● **WHAT IS BEING ASKED**
For the records below, output each line exactly as it appears, from the first through the line with "Adding a TACLS".
[Opening DATA section]
PR #844, opened 2016-01-21
CO2 Scrubber for Skylab

ctiberious:
Adding a TACLS CO2 Scrubber to the Skylab since I have to assume it had one.  I've used the same scrubber that we have on the FASAApollo_CM part, though I've adjusted the conversaionRate up to 6 to account for the 6 crew capacity on the Skylab.  This will result in twice as much CO2 and LithiumHydroxide being used, with twice as much Waste being generated.

I've also reset the LS quantities so there should be 300 days worth of LS (1 day worth of CO2), including running the scrubber.

### DIFF
--- a/GameData/RealismOverhaul/RO_SuggestedMods/RaiderNick/RO_RN_Skylab.cfg
+++ b/GameData/RealismOverhaul/RO_SuggestedMods/RaiderNick/RO_RN_Skylab.cfg
@@ -79,8 +79,8 @@
 			TANK
 			{
 				name = ElectricCharge
-				amount = 30000
-				maxAmount = 30000
+				amount = 100000
+				maxAmount = 100000
 			}
 			TANK
 			{
@@ -97,54 +97,48 @@
 			TANK
 			{
 				name = Oxygen
-				amount = 1065312
-				maxAmount = 1065312
+				amount = 177552	//50 days for 6 crew
+				maxAmount = 177552
 			}
 			TANK
 			{
 				name = Water
-				amount = 6967.3
+				amount = 6967.3	//300 days for 6 crew
 				maxAmount = 6967.3
 			}
 			TANK
 			{
 				name = Food
-				amount = 10528.7
+				amount = 10528.7	//300 days for 6 crew
 				maxAmount = 10528.7
-			}
-			TANK
-			{
-				name = LithiumHydroxide
-				amount = 1849.1
-				maxAmount = 1849.1
 			}
 			TANK
 			{
 				name = CarbonDioxide
 				amount = 0
-				maxAmount = 3069
+				maxAmount = 3069	//1 day for 6 crew
 			}
 			TANK
 			{
 				name = Waste
 				amount = 0
-				maxAmount = 6940.9
+				maxAmount = 1380.3	//300 days for 6 crew including CO2-O2 Converter
 			}
 			TANK
 			{
 				name = WasteWater
 				amount = 0
-				maxAmount = 8864.6
+				maxAmount = 8864.6	//300 days for 6 crew
 			}
 	}
 
 	MODULE
 	{
 		name = TacGenericConverter
-		converterName = CO2 Scrubber
+		converterName = CO2-O2 Converter
 		conversionRate = 6.0	// # of people - Figures based on per/person
-		inputResources = CarbonDioxide, 0.006216, ElectricCharge, 0.010, LithiumHydroxide, 0.00001189
-		outputResources = Waste, 0.00003847, false
+		inputResources = CarbonDioxide, 0.006216, ElectricCharge, 0.010	// See RO Github #844 for explanation of values
+		outputResources = Oxygen, 0.0071565375, true, Waste, 0.0000027155975, true	// See RO Github #844 for explanation of values
 	}
 
 	@MODULE[ModuleRCS]
--- a/GameData/RealismOverhaul/RO_SuggestedMods/RaiderNick/RO_RN_Skylab.cfg
+++ b/GameData/RealismOverhaul/RO_SuggestedMods/RaiderNick/RO_RN_Skylab.cfg
@@ -97,39 +97,54 @@
 			TANK
 			{
 				name = Oxygen
-				amount = 1070000
-				maxAmount = 1070000
+				amount = 1065312
+				maxAmount = 1065312
 			}
 			TANK
 			{
 				name = Water
-				amount = 7700
-				maxAmount = 7700
+				amount = 6967.3
+				maxAmount = 6967.3
 			}
 			TANK
 			{
 				name = Food
-				amount = 7384.10
-				maxAmount = 7384.10
+				amount = 10528.7
+				maxAmount = 10528.7
+			}
+			TANK
+			{
+				name = LithiumHydroxide
+				amount = 1849.1
+				maxAmount = 1849.1
 			}
 			TANK
 			{
 				name = CarbonDioxide
 				amount = 0
-				maxAmount = 1040
+				maxAmount = 3069
 			}
 			TANK
 			{
 				name = Waste
 				amount = 0
-				maxAmount = 893
+				maxAmount = 6940.9
 			}
 			TANK
 			{
 				name = WasteWater
 				amount = 0
-				maxAmount = 735
+				maxAmount = 8864.6
 			}
+	}
+
+	MODULE
+	{
+		name = TacGenericConverter
+		converterName = CO2 Scrubber
+		conversionRate = 6.0	// # of people - Figures based on per/person
+		inputResources = CarbonDioxide, 0.006216, ElectricCharge, 0.010, LithiumHydroxide, 0.00001189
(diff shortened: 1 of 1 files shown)


stratochief66:
This is probably a good stop-gap. At some point, RN removed my similar code for reasons I don't know.
https://github.com/ctiberious/RealismOverhaul/commit/7ef9f7bb3efff82d317d6c4e78885e1428735a75

In reality, I believe the Skylab actually had an oxygen re-generator (so, no Lithium Hydroxide spent) but implementing that would require a source. If you want to jump to researching that, I'd appreciate it. If not, this is probably a 'good enough' stopgap that is much appreciated as well.

stratochief66:
Ahh. Also, the Skylab would also require a LOX -> O2 generator in this scheme, like the Apollo has, and Skylab did previously:

https://github.com/ctiberious/RealismOverhaul/commit/7ef9f7bb3efff82d317d6c4e78885e1428735a75#diff-bac2c3d741bfcba558a7b22307dabc93L162
 
Very much worth watching: https://youtu.be/JsppUximlcA?t=10m56s

ctiberious:
I thought about a LOX-O2 generator.  I know that worked on the Apollo, but Apollo only needed to run for a couple weeks.  Skylab was occupied for over 170 days (though I know not all in one stretch) and probably could have been occupied for even longer stretches if the political climate had been better.  Because of the longer duration, I was concerned about the LOX boil off.  Adding such a generator would be simple enough but did they really use Liquid O2 or did they take up compressed O2?

Also, that was a great video.  I didn't realize we had a nearly perfect CO2-O2 converter back in the Gemini/Apollo era.  I'm guessing it was too bulky for Apollo (which I know used LH canisters) but if it was used on Skylab, it would be very easy to setup the "CO2 Scrubber" to use CO2 & EC and produce O2 and Waste (Carbon).  Just have to determine what efficiency we want out of it.  I'm guessing not 100% but the video made it seem like the system was pretty close to that.  Do you think 99.5% is too efficient?

raidernick:
@stratochief66 I removed it because tacls had a problem with the co2 scrubbers that caused staging problems with anything it was on. @NathanKell tells me this is now fixed so I guess you can add it back. 

I also removed the co2 scrubbers that were there because Skylab uses a molecular sieve not lithium hydroxide canisters.

stratochief66:
Ahh yes, thanks for the reminder @raidernick 

@ctiberious, try something high like that and see how it goes. Make sure that you still conserve mass.

ctiberious:
So first, since the Skylab didn't include LOX, but used compressed O2 instead, I'm not going to include a LOX-O2 converter.  Instead, I'm going to assume that the Oxygen TANK represents both the breathable O2 actually in the air, plus the extra compressed O2 in storage.  I'm going to set the default so that Skylab includes approximately 50 days worth of O2 for a 6 Kerbal crew.  Assuming we wouldn't have apparatus to store "spare" CO2, I'm setting that TANK to hold 1 days worth for 6 kerbal.  Water, Food, Waste & Waste Water will have 300 days.  And Waste will include space for the waste generated by the CO2-O2 Converter.
For the CO2-O2 Converter (if there is a better name for that, let me know) I'm going to use the following numbers (these are per kerbal):
CO2 = 0.006216 (input)
EC = 0.010 (input)
O2 = 0.0071565375 (output)
Waste = 0.0000027155975 (output)
We want the converter to pull more CO2 out of the air than is actually generated so that built up CO2 can be cleaned.  I've therefore set the CO2 input value at 105% of what a kerbal actually generates per second.
I've left the EC value the same as what it was on the Apollo CO2 Scrubber, mostly because I have no clue how much EC this converter should really use.
We want to try a 99.5% efficiency on the converter so I set the O2 output value at 104.475% of what a kerbal actually generates.
As for waste, I came up with the above value by calculating how many kg of CO2 the converter would use in 1 hour based on the density value in CommonResources.cfg (134.2656 units * 0.000001951 = 0.0002619521856kg CO2).  Then removed weight of the O2 the generator produced in 1 hour (154.58121 units * 0.00000141 = 0.0002179595061kg O2).  That means I've got 0.0000439926795kg of waste each hour which I divided by the density of Waste shown in CommonResources.cfg (0.0000439926795 / 0.00075 = 0.058656906 units).  I then converted that to a per second value (0.058656906 / 6 crew / 60 minutes / 60 seconds = 0.0000027155975 per second).
The converter will only create O2 when there is the requisite amount of CO2 available for a cycle so the end result is a tiny outflow of O2.  A couple of ingame tests show that I'm using about 0.00021 O2/s with 6 kerbal and the converter running.  Which means the 50day of O2 will last for about 26.8 years (9785.7 days) which means the converter is managing about 99.489% efficiency.

raidernick:
you should use the published amount of o2, water and food not make up numbers

Launch masses:

Oxygen:  2,240 kg
Water: 1,166 kg
Food: 670 kg

stratochief66:
@raidernick 

If you're going to be curt, have the decency to include a citation as well.

raidernick:
http://pages.erau.edu/~ericksol/projects/futurspcrft/sp/intro.html

stratochief66:
@ctiberious your logic looks sound. Could you alter the amount of O2, H20, and food at launch to reflect the sourced information from raidernick?

I'm less certain about much much maximum water and food the Skylab could store, vs "amount at liftoff", but that could be revisited some other time?

ctiberious:
Do either of you know, is the density value in CommonResources.cfg the density per gram?  Or is it density per kg?

stratochief66:
not offhand, but water is a good reference to check. water is 1 Tonne (1000 kg) per cubic metre, so I use that for quick checking of the scale used.

ctiberious:
That shouldn't be a problem.  I just set everything to 300 since the current RO setup comes with something like 301.3 days worth of O2.  But I can reset to the actual launch values.   That said, do either of you have an issue with leaving the maxAmount at the higher value?
Also, do we have any idea how much waste and wastewater the Skylab could handle?
And what was the maximum capacity of the batteries?

stratochief66:
@ctiberious I'm fine with a larger maxAmount, I'm not aware of any citations that give us precise values to use though.

My link to my previous Skylab config has some of the values I estimated previously, if you want to see them. Some is obviously just boilerplate/filler, but other parts might be useful:
https://github.com/ctiberious/RealismOverhaul/commit/7ef9f7bb3efff82d317d6c4e78885e1428735a75#diff-bac2c3d741bfcba558a7b22307dabc93L162

raidernick:
I have the battery values 7000 amp-hours(20 batteries at 350amphour each) * 28 volts is 705600 kJ

http://pages.erau.edu/~ericksol/projects/issa/skylab.html#Skylab%20Systems

ctiberious:
I should also point out that the 1166kg of water will not last 170 days.  According to the link raidernick provided, NASA assumed about 5lb/person/day but TACLS actually uses about 8.5lb (3.87072kg) per person per day.  So 1166kg will only last a crew of 3 about 100 days.  And there is a line on that link that states: At the time Skylab was launched, the water stored onboard weighed 2,700 kg (6,000 lbs.).  Not sure if that meant some of the equipment (perhaps the CO2-O2 converter) used the other 1534kg of water.

And the 670kg of food was meant to least 3 people for the entire 170 day mission.  But TACLS uses about 1.64kg/person/day meaning there will only be about 68 days worth of food for a 3 man crew.

raidernick:
@ctiberious check the new link I sent, it has values for food water and oxygen too that may differ from the first link.

ctiberious:
Hmm.  705600kJ.  If kW = kJ / s, does that mean we should set ElectricCharge to 705600?

raidernick:
yes set it to 705600

ctiberious:
So it looks like there was actually closer to 2700kg of water, though some was used for purposes other than drinking.  That said, I'm going to set the tank to hold 2700kg.  The numbers I end up with are:
EC 705600
O2 1588652.5
H2O 2700
Food 2384.1
CO2 3068.9
Waste 391.1
Waste Water 2511.7

Waste and Waste Water can hold 170 days worth from a 3 man crew.  Since Skylab total mission length was intended to be 170 days with a 3 man crew, I figured this made the most sense.
CO2 is 1 days worth of a 6 man crew.  I suppose technically it should be 10% of the total available volume inside the Skylab but I'm not sure how to calculate that nor am I sure that TACLS could handle that level of accuracy.
670kg of food will actually allow 3 kerbals to live for about 136 days so it's not quite enough to cover the full 170 day mission.
2700kg of water support just over 232 days of mission time.

My real concern is Oxygen.  2240kg will support 3 kerbal for over 894 days.  A person consumes about 550L/day of pure oxygen which works out to something like 0.00637L/s so slightly less than TACLS says a Kerbal uses it.  I suppose 550L is really an average or even just a minimum so I don't have a complaint about the TACLS value of 0.00685L/s.  But it does make me wonder.  If Skylab had this great CO2-O2 converter, why did they need to carry nearly 3 years worth of extra Oxygen with them?  Guess they either didn't trust their life support system or didn't want to risk ever running out.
[Closing DATA section]
● **ANSWER TO THIS TASK**
PR #844, opened 2016-01-21
CO2 Scrubber for Skylab

ctiberious:
Adding a TACLS CO2 Scrubber to the Skylab since I have to assume it had one.  I've used the same scrubber that we have on the FASAApollo_CM part, though I've adjusted the conversaionRate up to 6 to account for the 6 crew capacity on the Skylab.  This will result in twice as much CO2 and LithiumHydroxide being used, with twice as much Waste being generated.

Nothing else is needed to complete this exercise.